INSTRUCTIONS FOR THE TASK: Given the records below, pull every line with the word "specifically" into the answer.

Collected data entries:
PR #1521, opened 2017-08-29
Update documentation for hs.network.configuration:setLocation

natemara:
The previous documentation stated that you could pass in a location UUID or name, but this is not accurate. You must pass in a name, or this method will fail.

### DIFF
--- a/extensions/network/configurationinternal.m
+++ b/extensions/network/configurationinternal.m
@@ -316,10 +316,10 @@ SCPreferencesCreateWithOptions      (
 /// Switches to a new location
 ///
 /// Parameters:
-///  * location - string containing UUID or name of new location
+///  * location - string containing name of new location
 ///
 /// Returns:
-///  * bool
+///  * bool - true if the location was successfully changed, false if there was an error
 static int dynamicStoreSetLocation(lua_State *L) {
     LuaSkin *skin = [LuaSkin shared] ;
     [skin checkArgs:LS_TUSERDATA, USERDATA_TAG, LS_TSTRING, LS_TBREAK];
--- a/extensions/network/configurationinternal.m
+++ b/extensions/network/configurationinternal.m
@@ -316,7 +316,7 @@ SCPreferencesCreateWithOptions      (
 /// Switches to a new location
 ///
 /// Parameters:
-///  * location - string containing name of new location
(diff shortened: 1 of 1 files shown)


natemara:
If you look at [Line 376](https://github.com/Hammerspoon/hammerspoon/pull/1521/files#diff-8c565509a4004416624b3096ebe6c1eaR376), you can see that only the name is compared for equality, not the UUID. If the original documentation was wanted, we should change the behavior of this method to match the documentation.

asmagill:
If I'm understanding the location code, it looks like none of the functions which allow name or UUID actually work with the UUID... I'll take a closer look at this tonight and see if it's more reasonable to update the documentation or make the code do what the documentation indicates...

I don't normally use multiple locations (well not in the last couple of years), do you know if there is a reason why the UUID might be preferable other than its guaranteed uniqueness?  Does the UUID change if you change a location's name?  If not, that could be a reason to allow its use.

natemara:
I checked, and the UUID does remain constant if you change the name of a location.

asmagill:
Ok, I misspoke, it looks like only `setLocation` is a concern here... I'm not going to get a chance to try this out myself tonight, but if you get a chance, try changing lines 376-377 to what follows this paragraph and let me know if that allows you to select a location by its UUID as well as by its name... I think I'd rather support both instead of dropping it from the docs -- the UUID seems more useful because of its persistence.

~~~objc
        CFStringRef name = SCNetworkSetGetName((SCNetworkSetRef)item);
        CFStringRef uuid = SCNetworkSetGetSetID((SCNetworkSetRef)item);
        if ((CFStringCompare(name, (CFStringRef)target, 0) == kCFCompareEqualTo) || (CFStringCompare(uuid, (CFStringRef)target, 0) == kCFCompareEqualTo)) {
~~~

natemara:
Those lines do seem to work, so I wrapped them in a commit for your viewing pleasure. I didn't have anything against using UUIDs in this method, I was just very confused when the documentation lied to me.

asmagill:
Works for me; I'll take a close look at it tonight and merge it soon if there are no other concerns.  Objections @cmsj?

cmsj:
(no objections :)

Issue #1324, opened 2017-04-12
AppleScript should raise an error if Lua code has errors


latenitefilms:
Currently the AppleScript `execute lua code` function (see: #1177) will simply return the result from `MJLuaRunString`. This works great if you feed it good code (i.e. `execute lua code "1+1"` will return `2`), but it should really generate an error if there's a Lua error (i.e. currently `execute lua code "1++1"` will return a string value of `"[string \"1++1\"]:1: unexpected symbol near '1'"`). This will require either duplicating and modifying, or just modifying `MJLuaRunString`.

FYI: `HSAppleScript.m` already has an example of how you can raise an error in AppleScript.

cmsj:
As mentioned on IRC, I don't want to tackle this in 0.9.53 because this is the wrong time to be messing with MJLuaRunString.

asmagill:
I haven't looked closely at the applescript integration, but it may be better to build your own runstring specifically for use by the applescript bridge. `hs.ipc` basically does this to avoid having to put a lot of conditionals into MJLuaRunString and the `runString` function returned by `hs._coresetup`.

latenitefilms:
Fine by me - but I fear that might be outside of my skillset, so might have to leave for you guys to finish. Unless I can just duplicate `MJLuaRunString`?

asmagill:
I should be able to take a look at this in a day or so, if no one can any sooner.

cmsj:
I believe this is now done.

PR #1526, opened 2017-09-03
Issue #1324 - AppleScript should raise an error if Lua code has errors

latenitefilms:
- Work in progress


asmagill:
@latenitefilms I haven't been following this line of AppleScript support... can you provide a link or short sample of how I can test it on my end?  I'll do some digging later, but if you have something handy it would save some time.

Thanks!

latenitefilms:
Away from laptop currently but the original issue #1324 should explain everything?

Basically I want AppleScript to trigger an error rather than receiving a text string containing an error message.

asmagill:
Yeah, I understand that it's Hammerspoon being accessed through AppleScript to perform some action... I was hoping for a simple applescript snippit I could run through osascript or a small file I could load into the AppleScript editor to try it out...

AppleScript and I have a love/hate relationship - I love to hate it mostly because I never really took the time to learn it very well and didn't want to have to try and come up with something from scratch...

Ok, I'll bite the bullet in a bit and see what I can come up with.

latenitefilms:
There's an example here: http://www.hammerspoon.org/docs/hs.html#allowAppleScript

asmagill:
SMH! You'd think I would have checked the documentation, wouldn't you?... thanks!

latenitefilms:
@asmagill - FYI: I tried duplicating `MJLuaRunString`, but I keep getting stuck on the following error:

screen shot 2017-09-03 at 8 23 25 pm

Any ideas?

asmagill:
The `evalfn` has to refer to a valid Lua function -- what's currently being pulled from the registry is undefined because `evalfn` is never assigned a value.

For the traditional `MJLuaRunString`, it looks for the second returned argument from `hs/_coresetup/init.lua` (line 566) and assigns it at line 667 of `MJLua.m`

Let me elaborate a little on what I meant in https://github.com/Hammerspoon/hammerspoon/issues/1324#issuecomment-323647668...

The traditional runstring, which is defined in `hs._coresetup` returns a string containing the visual (printed or returned) results of the lua string it is sent to parse.  This returned string is a string ***whether or not it was an error or a valid response***.  Once the string is back in `MJLua.m`, there is **no** possible way to determine if it was generated by an error or by a print statement or by a return statement.

You stated that you wished for the AppleScript integration code to be able to distinguish between a valid response (i.e. print or return) an an error, thus the suggestion that a special runstring function be created and registered for use specifically by the AppleScript integration code so that it *could* determine if a response was valid or not...  But you need to create that runstring command and somehow register it so that it's reference value can be stored in `evalfn` for recall when executing an AppleScript request.

This pull looks like you have some of the infrastructure in place, but you still need to write the lua portion and then register the lua function for use. As for writing the lua portion, take a look at `hs._coresetup`'s init.lua around line 395.  One change I would probably make in the new function is to return two values instead of one (a boolean indicating valid (true) or error (false), and a string containing the results... in the replicated runstring function, line 398 might end `... return false, tostring(err)` and line 406 might be `return results[1], str`)

Of course you'll want to define this new lua function somewhere other than `hs._coresetup` -- you don't want to break everything else by modifying the existing runstring.

asmagill:
@latenitefilms status?

latenitefilms:
Sorry, I was sure I replied!

All looks good to me! Thanks for all your hard work!

latenitefilms:
@cmsj - This is good to go, if you agree.

asmagill:

cmsj:
+1 from me

PR #1527, opened 2017-09-05
Issue #1528 - hs.dialog.font - Add Font Panel Support

latenitefilms:


asmagill:
Just an update: I haven't looked at the font stuff in a bit, but will likely do so when I get to the textview/scrollview element of the guitk module I'm currently working on.  I should have a better idea of how this can be leveraged for independent use once I'm more familiar with how it interacts with the views it was designed for in the first place.

latenitefilms:
@asmagill - Amazing, thank you!! I'm very, very excited about the `guitk` module! Looking awesome so far!

latenitefilms:
@asmagill - Did you mean to merge this in?

asmagill:
I don't see any font related code in master, https://github.com/Hammerspoon/hammerspoon/blob/master/extensions/dialog/internal.m.

I'm going to guess that because this commit is a direct ancestor to commit c4439e7, git considers that it has been merged (even though the very next merge is to remove a bunch of it)... I think you'll need to create a new branch and add the font stuff back if/when we get to a point where it can be used safely and effectively.

Some one more familiar with git should be able to confirm/refute this, but looking at the commit history of #1504, it's the only explanation I can come up with.

latenitefilms:
No problemo! All makes sense - thanks @asmagill !

PR #1529, opened 2017-09-05
allow hs.application:getMenuItems on a background thread

asmagill:
optional callback allowed for hs.application:getMenuItems allowing its use in a non-blocking manner

### DIFF
--- a/extensions/application/internal.m
+++ b/extensions/application/internal.m
@@ -1021,18 +1021,19 @@ id _getMenuStructure(AXUIElementRef menuItem) {
     }
 }
 
-/// hs.application:getMenuItems() -> table or nil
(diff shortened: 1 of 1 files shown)


cmsj:
Are we sure this is safe to do on a background thread? If so, +1 from me

asmagill:
I can't find a definitive answer, but its use in this function and in the `hs._asm.axuielement` module hasn't posed a problem for me.  In both cases, the background thread is only used to read (not set) accessibility elements in *other* applications, so basically all it's doing in the background queue is opening an IPC connection to the other app and waiting for a response.

cmsj:
@asmagill ah good point, that makes perfect sense :)

asmagill:

PR #1532, opened 2017-09-07
Add hs.streamdeck - full support for Elgato Stream Deck

cmsj:


cmsj:
(No idea why the title was wrong on this PR)

@asmagill it's been a while since I wrote an extension from scratch, and I'm not sure I've ever properly used all of the Lua<->NSObject helpers before. I wonder if you have some time to review this for me?

tl;dr it adds support for Elgato's Stream Deck, which is really just a USB HID device with 15 buttons that I want to use to trigger Hammerspoon stuff, but the cool thing about it is that each button has LCD behind it, so images can be dynamically displayed on the buttons 😁

(see https://twitter.com/cmsj/status/905908483052236800 for the first pic of a bunch of random hs.image objects rendered to some of the buttons)

asmagill:
@cmsj, the LuaSkin object registration looks good -- I don't have this device so I can't fully test it, but I don't see anything that raises any concerns.

The one note I will make in how you're managing the objects themselves is the use of `selfRef` as an actual lua reference to the object itself versus `selfRefCount` as a count of the number of times the object has a userdata in lua-land...

If you maintain an actual lua reference to the object as a property of the object, then Lua can never collect the object even if every lua variable containing the userdata becomes nil -- there is still one reference in the registry.  For drawing, canvas, webview, etc. this makes sense -- we don't want the stand-alone object to disappear without specific user action... which is why these modules also have a `delete` method which explicitly invokes the gc method to clear the lua reference from the registry.

Utilizing a reference counter that is incremented every time `pushOBJECT_TO_LUA` is called and decrements in every time `userdata_gc` is called we allow lua's own garbage collection to work normally -- while the `userdata_gc` function is called for every userdata that is "collected", we can make sure that the callback references are cleared and cleanup code for the object is run only when the *last* userdata is collected by wrapping the objective-c cleanup stuff with  `if (obj.selfRefCount == 0) { ...clear callback ref, do objc cleanup, etc. }` after the decrement.

The pros of `selfRef`:
* what an object represents (e.g. webview, drawing, etc.) stays around even if the user chooses not to save at least one userdata in a global variable
* every lua userdata for the same object is the exact same userdata value in lua -- you can use the userdata as a key in a table of key-value pairs even if the specific instance of the userdata you're using is from a callback rather than the one originally saved during its construction.

The cons of `selfRef`:
* without an explicit `delete` method, you can never have the object fully collected.

The pros of `selfRefCount`:
* lua garbage collection and ARC are in sync -- the last collection of the userdata by lua occurs as the retain count for the object itself reaches 0 -- no explicit delete is required.

The cons of `selfRefCount`:
* the userdata "wrapper" around the object is unique each time the object is pushed onto the Lua stack -- you can't user the userdata as a key in a table of key-value pairs because each wrapper has a different hash value in lua; they can be checked for "equality", though, through the use of an `__eq` meta method, though what you're really telling Lua is that userdata X and userdata Y wrap the same objective-c object.
* each userdata wrapper is unique -- this means that if you store extra data in the userdata uservalue (`hs.application` does this for the application PID) or with `debug.getuservalue` or `debug.setuservalue`, the data is unique to the wrapper, not the underlying objective-c object being wrapped.

And to give an example of how they might both be used together, you can check out `hs.speech` -- this module uses both a counter and a self ref, but the self ref is *only* set during speech playback and as soon as the delegate receives the message that the playback has completed, the self ref is released.  This has the effect that normal collection behavior occurs *except* when speech is actually occurring... if speech is in progress, an extra reference is made so that the object can't be collected -- if it were to get collected during playback, playback would abruptly stop in the middle.

asmagill:
@cmsj see my comment above and decide if you are ready for this to be merged or if you want to make any changes.

cmsj:
@asmagill I think I would like to rework the selfref stuff, so don't block on this if you need to land something that changes the xcode project files, I'll rebase after.

cmsj:
Switched to using the `selfRefCount` model. Thanks @asmagill!

Issue #1533, opened 2017-09-12
LuaSkin additions for increasing/decreasing object reference count


asmagill:
@cmsj, in my recent work to attempt to reduce replicated code by creating wrapper modules that can use objects from other modules (most recently the touchbar bar and touchbar items and everything about guitk, but going back this could also be applied to canvas and webview and toolbar and maybe even a re-written menubar) I'm finding that I need a way to increase the lua reference count on an object from another module that is required, but is considered a "sub component" of the module the user may be interacting with and not realize that they need to retain a global reference to both.

Put more simply, in the touchbar example, you have a userdata representing the touchbar and then a set of userdata's representing the touchbar items.  If an item is added to the touchbar, then it needs to stay viable as long as the touchbar is viable *even if the user forgets to save the item's userdata*.  Saving the touchbar in a global makes a kind of sense; saving the items -- why should I have to when they are "part of" the touchbar object?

REPLY TO THE EXERCISE:
I haven't looked closely at the applescript integration, but it may be better to build your own runstring specifically for use by the applescript bridge. `hs.ipc` basically does this to avoid having to put a lot of conditionals into MJLuaRunString and the `runString` function returned by `hs._coresetup`.
You stated that you wished for the AppleScript integration code to be able to distinguish between a valid response (i.e. print or return) an an error, thus the suggestion that a special runstring function be created and registered for use specifically by the AppleScript integration code so that it *could* determine if a response was valid or not...  But you need to create that runstring command and somehow register it so that it's reference value can be stored in `evalfn` for recall when executing an AppleScript request.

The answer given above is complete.